**LISTED RECORDS**
=== Section Start ===
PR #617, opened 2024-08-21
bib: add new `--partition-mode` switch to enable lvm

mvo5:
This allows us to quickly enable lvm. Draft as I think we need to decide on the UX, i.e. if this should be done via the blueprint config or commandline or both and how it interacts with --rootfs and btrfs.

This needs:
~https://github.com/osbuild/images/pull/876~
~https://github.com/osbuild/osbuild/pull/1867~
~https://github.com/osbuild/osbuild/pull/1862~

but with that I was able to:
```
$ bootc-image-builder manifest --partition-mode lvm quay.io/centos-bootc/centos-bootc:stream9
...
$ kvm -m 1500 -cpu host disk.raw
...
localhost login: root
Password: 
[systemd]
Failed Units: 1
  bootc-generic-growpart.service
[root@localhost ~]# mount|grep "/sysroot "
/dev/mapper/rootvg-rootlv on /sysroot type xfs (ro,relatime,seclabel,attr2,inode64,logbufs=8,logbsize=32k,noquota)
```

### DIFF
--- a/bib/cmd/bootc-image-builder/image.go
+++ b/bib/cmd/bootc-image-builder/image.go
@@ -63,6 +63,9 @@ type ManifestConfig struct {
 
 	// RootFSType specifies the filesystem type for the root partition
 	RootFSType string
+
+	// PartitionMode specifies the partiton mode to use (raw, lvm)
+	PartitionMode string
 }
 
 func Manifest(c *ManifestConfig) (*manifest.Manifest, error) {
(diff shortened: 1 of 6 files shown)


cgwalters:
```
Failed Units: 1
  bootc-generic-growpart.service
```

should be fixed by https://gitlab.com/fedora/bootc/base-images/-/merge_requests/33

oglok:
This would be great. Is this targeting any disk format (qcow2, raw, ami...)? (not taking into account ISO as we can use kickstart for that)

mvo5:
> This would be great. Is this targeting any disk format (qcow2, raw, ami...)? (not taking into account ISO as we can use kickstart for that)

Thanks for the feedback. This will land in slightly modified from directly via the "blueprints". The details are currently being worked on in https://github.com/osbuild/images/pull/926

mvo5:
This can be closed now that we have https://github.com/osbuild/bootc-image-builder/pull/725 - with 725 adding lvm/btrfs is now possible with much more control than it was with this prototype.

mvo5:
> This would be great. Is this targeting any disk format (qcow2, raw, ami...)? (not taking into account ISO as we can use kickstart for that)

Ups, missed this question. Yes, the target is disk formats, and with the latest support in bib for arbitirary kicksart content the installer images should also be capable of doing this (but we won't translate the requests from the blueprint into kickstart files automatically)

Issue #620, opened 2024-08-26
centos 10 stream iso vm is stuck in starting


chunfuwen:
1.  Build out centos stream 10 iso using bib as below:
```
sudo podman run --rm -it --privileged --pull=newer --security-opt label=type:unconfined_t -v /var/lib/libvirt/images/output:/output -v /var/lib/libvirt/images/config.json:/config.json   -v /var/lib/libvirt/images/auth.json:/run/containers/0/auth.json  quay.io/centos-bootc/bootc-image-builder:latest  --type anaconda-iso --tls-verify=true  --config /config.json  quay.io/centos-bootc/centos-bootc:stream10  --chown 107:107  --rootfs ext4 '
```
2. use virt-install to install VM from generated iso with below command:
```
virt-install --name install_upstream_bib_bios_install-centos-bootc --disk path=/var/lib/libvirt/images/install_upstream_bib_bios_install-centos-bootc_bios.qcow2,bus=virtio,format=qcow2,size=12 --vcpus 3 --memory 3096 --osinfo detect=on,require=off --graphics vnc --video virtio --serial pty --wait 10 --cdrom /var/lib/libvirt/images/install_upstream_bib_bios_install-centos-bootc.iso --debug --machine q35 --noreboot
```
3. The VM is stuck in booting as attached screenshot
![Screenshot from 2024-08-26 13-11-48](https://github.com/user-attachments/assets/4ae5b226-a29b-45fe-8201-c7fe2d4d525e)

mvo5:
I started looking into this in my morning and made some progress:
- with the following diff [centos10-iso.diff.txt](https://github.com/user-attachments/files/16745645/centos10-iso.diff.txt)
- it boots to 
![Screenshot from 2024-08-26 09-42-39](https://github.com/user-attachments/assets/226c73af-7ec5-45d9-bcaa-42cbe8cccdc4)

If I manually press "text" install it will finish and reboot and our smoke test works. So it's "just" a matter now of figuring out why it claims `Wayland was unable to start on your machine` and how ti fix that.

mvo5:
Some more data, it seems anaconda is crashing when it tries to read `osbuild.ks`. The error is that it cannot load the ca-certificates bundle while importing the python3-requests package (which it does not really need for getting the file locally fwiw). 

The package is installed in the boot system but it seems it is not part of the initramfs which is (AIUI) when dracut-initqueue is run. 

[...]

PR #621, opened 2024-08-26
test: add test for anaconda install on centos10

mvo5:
=== Section End ===
Within the records above, each line containing "btrfs" is to be returned.

This allows us to quickly enable lvm. Draft as I think we need to decide on the UX, i.e. if this should be done via the blueprint config or commandline or both and how it interacts with --rootfs and btrfs.
This can be closed now that we have https://github.com/osbuild/bootc-image-builder/pull/725 - with 725 adding lvm/btrfs is now possible with much more control than it was with this prototype.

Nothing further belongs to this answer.